Design and Optimization of a Gamma Ray Imager for Runaway Electron Studies in the Compact Toroidal Hybrid Experiment

The Compact Toroidal Hybrid (CTH) experiment at Auburn University is a current-carrying stellarator capable of generating up to 10 kA of runaway electron current. A previous study characterized the runaway beam via its relativistic bremsstrahlung emissions using a system of scintillators, observing gamma ray energies in the range of 500 KeV to 10 MeV. It was determined that increases in the magnetic field strength and rotational transform would decrease the runaway energy by a factor of 4 and alter the spatial emission distribution.
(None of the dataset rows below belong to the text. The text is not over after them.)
Issue #289, opened 2024-04-02
Cypress test for Istio config list page


ferhoyos:
### What do you want to improve?

Add Cypress test for the Istio config list page, the only native page for Openshift (it does not import any code from the Kiali repository).

### What is the current behavior?

There is no Cypress test to verify the correct behaviour of the Istio Config List page.

### What is the new behavior?

Existing cypress test to verify the correct behaviour of the Istio config list page in automated E2E tests.

PR #290, opened 2024-04-02
Initialize the load settings of the Istio config list page when switching namespaces

### LINKED ISSUE #288: The Istio config list page does not update when switching from a forbidden namespace to an accessible one
### Describe the bug

When navigating to the Istio config list page and switching to a namespace that is not accessible (configured in Kiali server config), a `Forbidden` error message is displayed. The issue arises when the config list page fails to update upon switching to an accessible namespace, leaving the user stuck with the `Forbidden` message.

image

### Expected Behavior
When switching from a forbidden namespace to an accessible one, the Istio config list should display items from the accessible namespace.

### What are the steps to reproduce this bug?

1. Change Kiali server config to allow only specific namespace to be accessible (avoid using the `**` value).
2. Navigate to Service Mesh -> Istio Config List.
3. Switch to forbidden namespace and verify that the `Forbidden` message appears.
4. Switch to accessible namespace and verify that the `Forbidden` message of previous namespace is still there.

### Environment

- **OSSMC/Kiali version:** 1.73
- **OpenShift version:** 1.14
- **Istio version:** 1.18

ferhoyos:
### Describe the change

Initialize the load settings of the Istio config list page when switching namespaces.

### Steps to test the PR

1. Change Kiali server config to allow only specific namespace to be accessible (avoid using the `**` value).
2. Navigate to Service Mesh -> Istio Config List.
3. Switch to forbidden namespace and verify that the `Forbidden` message appears.
4. Switch to accessible namespace and verify that the Istio Config items list is displayed.

### Automation testing

Automation testing for the Istio config list page to be implemented (https://github.com/kiali/openshift-servicemesh-plugin/issues/289)

### Issue reference

Fixes #288

### DIFF
--- a/plugin/src/openshift/pages/IstioConfigListPage.tsx
+++ b/plugin/src/openshift/pages/IstioConfigListPage.tsx
@@ -165,8 +165,8 @@ const newIstioResourceList = {
 const IstioConfigListPage = () => {
   const { ns } = useParams<{ ns: string }>();
   const [loaded, setLoaded] = React.useState<boolean>(false);
-  const [listItems, setListItems] = React.useState<any[]>([]);
-  const [loadError, setLoadError] = React.useState<OSSMCError>();
+  const [listItems, setListItems] = React.useState<IstioConfigObject[]>([]);
+  const [loadError, setLoadError] = React.useState<OSSMCError | null>(null);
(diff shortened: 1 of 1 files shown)


jshaughn (approved):
LG!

To overcome limitations of the scintillator system, a Gamma Ray Imager (GRI) has been designed for use on CTH. The GRI is a lead pinhole camera consisting of scintillators in tightly collimated channels that provide 2D imaging of bremsstrahlung emissions on a poloidal plane of CTH. These images can reveal valuable insights into the runaway electron momentum distribution due to the strong anisotropy of the radiation.

Ray tracing routines have been used to optimize the GRI design by creating a synthetic model of the diagnostic and varying key design parameters. It has been determined that a desirable resolution can be achieved using a 20 cm focal length, with an 8 mm pinhole and 6 mm diameter collimator channel.

In addition, simulations of runaway electron transport within non-axisymmetric CTH magnetic fields have been performed using the Kinetic Orbital Runaway Electron Code (KORC), a fully kinetic particle tracer code. Combined with the synthetic GRI diagnostic, runaway populations and associated gamma ray images have been simulated for a range of CTH magnetic configurations.